A charged particle is located at the origin of the laboratory frame, and there is a mechanism that can induce movement on the charge (for example, generating an external E field onto the particle, or perhaps varying a gravitational field that causes it to accelerate in a certain direction).
At a certain distance from the particle, a bunch of photodetectors are placed uniformly in a circular manner around the origin, so they are all at the same distance from the particle initially. We can assume that the particle has zero velocity in the laboratory frame, so that the detectors are motionless with respect to the particle's inertial frame of reference.
Suddenly, the experimenters induce an acceleration on the particle by one of the methods described above. In the classical EM picture, the accelerated particle will generate electromagnetic radiation propagating in all directions. After some time, all the detectors will measure a certain EM field intensity, and this should happen at the same time for all of them since the wave propagates at the same speed in all directions. The intensity distribution will not be uniform since the radiation will not be spherically symmetric (it would follow the Liénard-Wiechert equations), but there will definitely be nonzero measured intensities in most detectors.
Now looking at the quantum picture, it would seem that we think of the situation as the accelerated particle emitting a photon. The photon will then have a certain momentum and energy, and this should mean (assuming my understanding is correct) that it will reach only one detector. Therefore, we should be observing an intensity distribution where one detector has a large measured intensity, and all other detectors have zero intensity measured.

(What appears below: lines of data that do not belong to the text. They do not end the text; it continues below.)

PR #722, opened 2018-10-03
protoc-gen-go: predeclared identifiers in cleanPackageName

sesmith177:
Don't generate identifiers that conflict with predeclared identifiers, prepend with "_" instead. This matches the behavior for package names that are Go keywords.

We ran into this issue during https://github.com/envoyproxy/envoy/pull/4556. Code with import statement:

```
import string "github.com/envoyproxy/data-plane-api/api/string"
```

was being generated and would not compile.

The list of predeclared indentifiers was taken from: https://golang.org/ref/spec#Predeclared_identifiers

### DIFF
--- a/protoc-gen-go/generator/generator.go
+++ b/protoc-gen-go/generator/generator.go
@@ -567,7 +567,8 @@ func RegisterUniquePackageName(pkg string, f *FileDescriptor) string {
 	return string(name)
 }
 
-var isGoKeyword = map[string]bool{
+var isGoKeywordOrPredeclaredIdentifier = map[string]bool{
+	// Keywords
 	"break":       true,
 	"case":        true,
 	"chan":        true,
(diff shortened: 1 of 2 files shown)


dsnet:
While naming a package name as a built-in identifier is not great, isn't this a breaking change?

neild:
In the case of a package with a name that conflicts with a predefined identifier, that is imported without a local renaming, and that doesn't conflict with any identifier used in the places it is imported, this could be a breaking change.

Testing the change inside Google's codebase isn't likely to turn up anything broken by this, because our local style is to always rename imported proto packages.

I think generating a local rename that conflicts with a predefined identifier (e.g., `import string "..."`) is obviously wrong. We could keep the previous behavior for determining package names (`package string` is probably a bad idea, but it'll compile) and apply the new one for local renames only.

dsnet:
In most cases, the user should specify the `go_package` option, where they manually determine what the Go package path and name should be. If they really wanted to name a package the same as a built-in identifier, we should preserve that behavior. I find it odd that we do magical name cleanups for a string that the user explicitly sets. In my opinion, if they put an invalid package name (perhaps a typo), we should have avoided magically cleaning it up for them, and let the Go compiler complain. It's unfortunate that we sanitize the user-provided string today, but I'm not sure adding more magical sanitization logic is a good idea.

Also, I can understand hardcoding the keywords since they cannot be used as identifiers and it is very unlikely that we'll add new keywords even in Go2 (at least the generics proposal seems to make a conscious effort to avoid a new keyword). However, it seems more plausible that new built-in identifiers may be added to Go over time, which would presumably be added to the backlist. The idea that the output of this sanitization logic can change over time is concerning. 

> apply the new one for local renames only.

SGTM.

PR #725, opened 2018-10-08
protoc-gen-go: don't force space after "//" in comments

neild:
Avoid turning comments like "//////" into "// ////".

### DIFF
--- a/protoc-gen-go/generator/generator.go
+++ b/protoc-gen-go/generator/generator.go
@@ -1295,7 +1295,7 @@ func (g *Generator) makeComments(path string) (string, bool) {
 	w := new(bytes.Buffer)
 	nl := ""
 	for _, line := range strings.Split(strings.TrimSuffix(loc.GetLeadingComments(), "\n"), "\n") {
-		fmt.Fprintf(w, "%s// %s", nl, strings.TrimPrefix(line, " "))
+		fmt.Fprintf(w, "%s//%s", nl, line)
 		nl = "\n"
 	}
 	return w.String(), true


dsnet:
Wouldn't this cause the normal case to kind of odd?
```go
//Compute constructs a location mapping from input to output.
//An error is reported if any of the tokens of output cannot be mapped.
```
where the preceding space is elided?

Also, how come no golden files are updated as part of this?

dsnet:
Oh, I see. It seems that by convention our test protos already use a space after the leading "//", which protoc preserves, and we emit that ad-verbatim.

dsnet:
It's not obvious to me what the right behavior here is.

The use of `/*` now produces non-idiomatic comments. Given:
```proto
/*
 Foo is a foobabble.
 This is another line.
*/
message Foo {}
```
the new logic emits:
```go
//Foo is a foobabble.
//This is another line.
type Foo struct { ... }
```
It seems that `protoc` strips preceding whitespace for each line in a `/*` block, so maybe the current behavior is useful for block comments. However, we are unable to differentiate between line and block comments since `protoc` stripped them for us.

Fortunately, it also seems overwhelmingly that the style in `.proto` files is to use line comments with a space afterwards such that this does not matter.

Also, assuming the input were line comments only, this properly preserves the nature line comment exactly.

In general, it seems that there's no good way to convert `.proto` comments to language specific comments. For example, the `.proto` files in the google/protobuf repo assumes comments are markdown, which leads to obscure godoc renderings.

Given the above, I think doing the simplest thing (copying ad-verbatim) seems reasonable.

PR #274, opened 2026-09-10
feat(sdk): deprecate recordInputs and drop opt-in input text telemetry

adnanrhussain:
Telemetry no longer sends the text you evaluate, under any configuration.

## What changed

- `TelemetryEvent.input_text` and the `inputText` argument to `sendTelemetry` are removed. All eight call sites (single-step ×2, multi-step ×2, math standards alignment ×2, vocabulary complexity ×2) stop passing the text; each still passes `textLength`, so `text_length_chars` is unchanged.
- `TelemetryOptions.recordInputs` remains as a `@deprecated` no-op. It is no longer read, and is dropped from `NormalizedTelemetryOptions` and `normalizeTelemetryConfig`.
- New `tests/unit/evaluators/telemetry-input-text.test.ts` covers both halves: setting `recordInputs: true` does nothing, and no event on the success or error path contains the text.
- README's `TelemetryOptions` shape and telemetry section updated to match.

## Verification

`typecheck` clean, `lint` clean, 1386/1386 unit tests pass. Both call shapes above were compiled against this branch to confirm neither errors.

### DIFF
--- a/sdks/typescript/README.md
+++ b/sdks/typescript/README.md
@@ -296,7 +296,7 @@ Every evaluator takes the same options:
 | `modelOverride` | Run every call on a different `{ provider, model }`; `provider` is the exported `Provider` enum |
 | `llmProvider` | Bring your own provider (see below) |
 | `maxRetries` | Retries per failed call (default 2, so 3 attempts) |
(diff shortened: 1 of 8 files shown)


michael-berger-czi (approved):
This LGTM with the exception of the backwards compatibility issue discussed in Slack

One can perhaps argue that the particle generates much more than one photon, and that the directions are statistically distributed in such a way that the classical intensity pattern matches the probability distribution of photon directions. But in that case, it should still be possible to experimentally distinguish the two situations by measuring correlations between detection times for different detectors. Presumably a stream of discrete photons will produce individual detection events spaced out by certain time intervals, so it should be possible to determine whether the intensities are measured simultaneously across all detectors, as would be predicted classically, or if the intensities accumulate over time by discrete events.
Is this an accurate description of what would be predicted by quantum mechanics?
Has such an experiment been performed in practice, and do the observations correspond to this prediction?